Think about your community and how local leaders are addressing issues and I think you'll sense that we are no longer a culture out for collective adventures. Traffic is a massive problem in Manhattan right now, for example. The government's proposed solutions are to charge a congestion pricing toll and to mark more streets as pedestrian only. These are technocratic fixes that use nudges and incentives to alter behavior rather than to build anything new. An older way of looking at things, one which I think people remember fondly even if it is now impractical, would be for the government to see all the cars on the street and say, "people obviously want more and better roads to drive on!"
Again, I'm not arguing for or against a policy here, just pointing out that a society that addresses problems through rules and tinkering is fundamentally different, and less poetic and inspiring, than one that builds railways, interstates and landlines.
Going back to Campbell, he describes what, "seized the priestly watchers of the night skies of Mesopotamia about 3500 b.c." was a measurable cosmic order by which they developed the structure of the first non-nomadic societies. "Not economics, in other words, but celestial mathematics were what inspired religious forms, the arts, literatures, sciences, moral and social orders which in that period elevated mankind to the tasks of civilized life -- again fooling us out of our limits, to achievements infinitely beyond any aims that mere economics, or even politics, could ever have inspired."
When folks lament that we don't "make things in America anymore," they aren't so much wishing for bygone assembly line jobs, because they know that work was hard and dangerous, but they are looking for a way of making a living by doing something worthwhile beyond its commodity value. The long and complicated story of Henry Ford isn't just that he routinized work to get Model A's off the line faster but that he helped to create a consumer class to buy his cars and that he sold the idea of the car as a tool to bring people freedom, autonomy and adventure.

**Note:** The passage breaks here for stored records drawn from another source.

PR #947, opened 2017-03-21
Clean up executor's db entry and exit the application when executor's shutdown API is called.

chengren311:
When shutdown api is called, executor will deactivate itself, wait for all the job to finish, then call system.exit(), which triggers the shutdown hook. In shutdown hook, executor clears the database entry and forces a shutdown of all active threads.

### DIFF
--- a/azkaban-common/src/main/java/azkaban/executor/ExecutorLoader.java
+++ b/azkaban-common/src/main/java/azkaban/executor/ExecutorLoader.java
@@ -133,15 +133,15 @@ public interface ExecutorLoader {
 
   /**
    * <pre>
-   +   * Remove the executor from executors table.
-   +   * Note:-
-   +   * 1. throws an Exception in case of a SQL issue
-   +   * 2. throws an Exception if there is no executor in the table* </pre>
-   +   *
-   +   * @param host
-   +   * @param port
-   +   * @throws ExecutorManagerException
-   +   */
+   * Remove the executor from executors table.
+   * Note:-
+   * 1. throws an Exception in case of a SQL issue
+   * 2. throws an Exception if there is no executor in the table* </pre>
+   * </pre>
+   * @param host
+   * @param port
+   * @throws ExecutorManagerException
+   */
   void removeExecutor(String host, int port) throws ExecutorManagerException;
 
   /**
--- a/azkaban-common/src/main/java/azkaban/executor/ExecutorLoader.java
+++ b/azkaban-common/src/main/java/azkaban/executor/ExecutorLoader.java
@@ -133,6 +133,19 @@ public interface ExecutorLoader {
 
   /**
    * <pre>
+   +   * Remove the executor from executors table.
+   +   * Note:-
+   +   * 1. throws an Exception in case of a SQL issue
+   +   * 2. throws an Exception if there is no executor in the table* </pre>
+   +   *
+   +   * @param host
+   +   * @param port
+   +   * @throws ExecutorManagerException
+   +   */
+  void removeExecutor(String host, int port) throws ExecutorManagerException;
+
+  /**
+   * <pre>
    * Log an event in executor_event audit table Note:- throws an Exception in
    * case of a SQL issue
    * Note: throws an Exception in case of a SQL issue
--- a/azkaban-common/src/test/java/azkaban/executor/JdbcExecutorLoaderTest.java
+++ b/azkaban-common/src/test/java/azkaban/executor/JdbcExecutorLoaderTest.java
@@ -739,6 +739,21 @@ public class JdbcExecutorLoaderTest {
     Assert.assertFalse(fetchedExecutor.isActive());
   }
 
+  /* Test Removing Executor */
+  @Test
+  public void testRemovingExecutor() throws Exception {
+    if (!isTestSetup()) {
+      return;
+    }
+
+    ExecutorLoader loader = createLoader();
+    Executor executor = loader.addExecutor("localhost1", 12345);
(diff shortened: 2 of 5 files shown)


azkaban-exec-server/src/main/java/azkaban/execapp/AzkabanExecutorServer.java
```diff
@@ -611,12 +620,8 @@ public void shutdown() {
    */
   private void shutdownInternal() {
```
kunkun-tang: I'm wondering if this method could be leveraged/called when some severe problem occurs in the executor.

chengren311: then we can just kill the process, right?

kunkun-tang: I mean, the executor could kill itself.

azkaban-common/src/main/java/azkaban/executor/ExecutorLoader.java
```diff
@@ -133,6 +133,19 @@ Executor addExecutor(String host, int port)
 
   /**
    * <pre>
+   +   * Remove the executor from executors table.
+   +   * Note:-
+   +   * 1. throws an Exception in case of a SQL issue
+   +   * 2. throws an Exception if there is no executor in the table* </pre>
+   +   *
```
chengren311: fixed

kunkun-tang:
LGTM.

azkaban-common/src/test/java/azkaban/executor/JdbcExecutorLoaderTest.java
```diff
@@ -739,6 +739,21 @@ public void testExecutorInactivation() throws Exception {
...
+  public void testRemovingExecutor() throws Exception {
+    if (!isTestSetup()) {
+      return;
+    }
+
+    ExecutorLoader loader = createLoader();
+    Executor executor = loader.addExecutor("localhost1", 12345);
+    loader.removeExecutor("localhost1", 12345);
+
+    Executor fetchedExecutor = loader.fetchExecutor("localhost1", 12345);
```
suvodeep-pyne: May be its safer to assert that it exists before and then assert that is doesn't after delete.

azkaban-common/src/test/java/azkaban/executor/MockExecutorLoader.java
```diff
@@ -303,6 +303,15 @@ public Executor addExecutor(String host, int port)
   }
 
   @Override
+  public void removeExecutor(String host, int port) throws ExecutorManagerException {
```
suvodeep-pyne: nit:
I prefer using mockito rather than using a complete mocked class. You can spy on methods and validate calls etc. But this is up to you.

azkaban-exec-server/src/main/java/azkaban/execapp/AzkabanExecutorServer.java
```diff
@@ -379,7 +379,16 @@ public void run() {
...
+        String host = app.getHost();
+        int port = app.getPort();
+        try {
+          logger.info(String.format("Removing executor(host: %s, port: %s) entry from database...", host, port));
+          app.getExecutorLoader().removeExecutor(host, port);
+        } catch (ExecutorManagerException ex) {
+          logger.error(String.format("Exception when removing executor(host: %s, port: %s)", host, port), ex);
+        }
+
+        logger.info("Shutting down executor...");
```
suvodeep-pyne: Can we escalate this to `warn`. It is a major event.

azkaban-exec-server/src/main/java/azkaban/execapp/AzkabanExecutorServer.java
```diff
@@ -611,12 +620,8 @@ public void shutdown() {
...
   private void shutdownInternal() {
     getFlowRunnerManager().shutdown();
-    try {
-      shutdownNow();
-      logger.warn("Shutdown AzkabanExecutorServer complete");
-    } catch (Exception e) {
-      logger.error(e);
-    }
+    // trigger shutdown hook
+    System.exit(0);
```
suvodeep-pyne: Why is the shutdownNow call being skipped here?
How is the web server being killed ?

chengren311: it will trigger shutdown hook,  the executor will be shutdown there

azkaban-exec-server/src/main/java/azkaban/execapp/AzkabanExecutorServer.java
chengren311: updated

azkaban-common/src/test/java/azkaban/executor/JdbcExecutorLoaderTest.java
chengren311: updated

azkaban-common/src/test/java/azkaban/executor/MockExecutorLoader.java
chengren311: thanks, will take a look

azkaban-exec-server/src/main/java/azkaban/execapp/AzkabanExecutorServer.java
suvodeep-pyne: Aah I see. Thanks for helping me understand this.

There's a lot of debate about whether innovation has peaked. Since the popularization of the Internet, which was really "invented" many decades ago, all the new services it has enabled have been riffs on a theme, like social media as a way to use the internet rather than as an invention on par with it. That's not to say that wild things aren't happening in spaces like alternative energy or in biotechnology (where advances in gene editing will make whatever is going on in AI seem rather minor, if not cute).
What we lack in our economy and society are symbols that energize us, give us hope and help us find meaning. We have been good at questioning our own cultural myths but bad about preserving what needs to be preserved. We have faced the truths of Christopher Columbus, Hernán Cortés and colonialism in general, but tossed the idea that brave people risking their lives at sea to expand their knowledge of the world and footprints upon it was a good thing. We face the environmental consequences of our carbon economy but have stopped celebrating the freedom of the car, the train and the plane.

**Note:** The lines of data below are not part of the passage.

PR #949, opened 2017-03-21
Fetching External Dependencies

suvodeep-pyne:
Added a Dependency Manager class which would help in fetching dependencies for a project. The Manager class in turn delegates to a Dependency Fetcher class which downloads the dependency.

This is the first implementation which only downloads URLs. The downloaded URL is saved to a temporary directory using a SHA1 hash with metadata which is a properties file.

### DIFF
--- a/azkaban-common/src/main/java/azkaban/project/DependencyFetcher.java
+++ b/azkaban-common/src/main/java/azkaban/project/DependencyFetcher.java
@@ -1,0 +1,192 @@
+/*
+ * Copyright 2017 LinkedIn Corp.
+ *
+ * Licensed under the Apache License, Version 2.0 (the "License"); you may not
+ * use this file except in compliance with the License. You may obtain a copy of
+ * the License at
+ *
+ * http://www.apache.org/licenses/LICENSE-2.0
+ *
+ * Unless required by applicable law or agreed to in writing, software
+ * distributed under the License is distributed on an "AS IS" BASIS, WITHOUT
+ * WARRANTIES OR CONDITIONS OF ANY KIND, either express or implied. See the
+ * License for the specific language governing permissions and limitations under
+ * the License.
+ *
+ */
+
+package azkaban.project;
+
+import com.google.common.annotations.VisibleForTesting;
+import com.google.common.base.Throwables;
+import java.io.File;
+import java.io.FileInputStream;
+import java.io.FileNotFoundException;
+import java.io.FileOutputStream;
+import java.io.IOException;
+import java.io.InputStream;
+import java.io.OutputStream;
+import java.net.MalformedURLException;
+import java.net.URI;
+import java.net.URL;
+import java.nio.file.Files;
+import java.nio.file.Path;
+import java.nio.file.Paths;
+import java.nio.file.StandardCopyOption;
+import java.security.MessageDigest;
+import java.security.NoSuchAlgorithmException;
+import java.util.Properties;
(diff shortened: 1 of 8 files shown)


azkaban-common/src/main/java/azkaban/project/DependencyFetcher.java
```diff
@@ -0,0 +1,216 @@
...
+import java.nio.file.Path;
+import java.nio.file.Paths;
+import java.nio.file.StandardCopyOption;
+import java.security.MessageDigest;
+import java.security.NoSuchAlgorithmException;
+import java.util.Properties;
+import javax.xml.bind.annotation.adapters.HexBinaryAdapter;
+import org.apache.log4j.Logger;
+
+import static com.google.common.base.Preconditions.*;
```
chengren311: please avoid wildcard importing

azkaban-common/src/main/java/azkaban/project/DependencyFetcher.java
```diff
@@ -0,0 +1,216 @@
...
+    // Download the resource
+    fetchUri(uri, tmpFilePath);
+
+    // key is the assumed to be unique and will be used to represent this data in Storage API
+    String key = requireNonNull(computeHash(tmpFilePath));
+
+    // Organize content
+    Path target = Paths.get(tmpDir().toString(), key);
+    if (Files.exists(target)) {
+      log.debug(String.format("Already Cached. Skipping [URI: %s, KEY: %s]", uri, key));
```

We are alive now where there are no unexplored surface portions of the world, where ecological concerns require efficiency over abandon and where financial concerns require restraint and highly targeted public investment. Our switch from an economy of great machines to one of services has empowered both public and private sector bureaucracies that punish rebellion and reward conformity. Our search for meaning is at the service of the economy and politics, though it should be the other way around.
That, whether people know it or not, is why some of your neighbors will vote to restore a country that you're pretty sure never existed -- they want the freedom to do work that nourishes the psyche.
Much needed perspective my friend. Thank you.
We definitely need more inspiration and ambition in the literary world!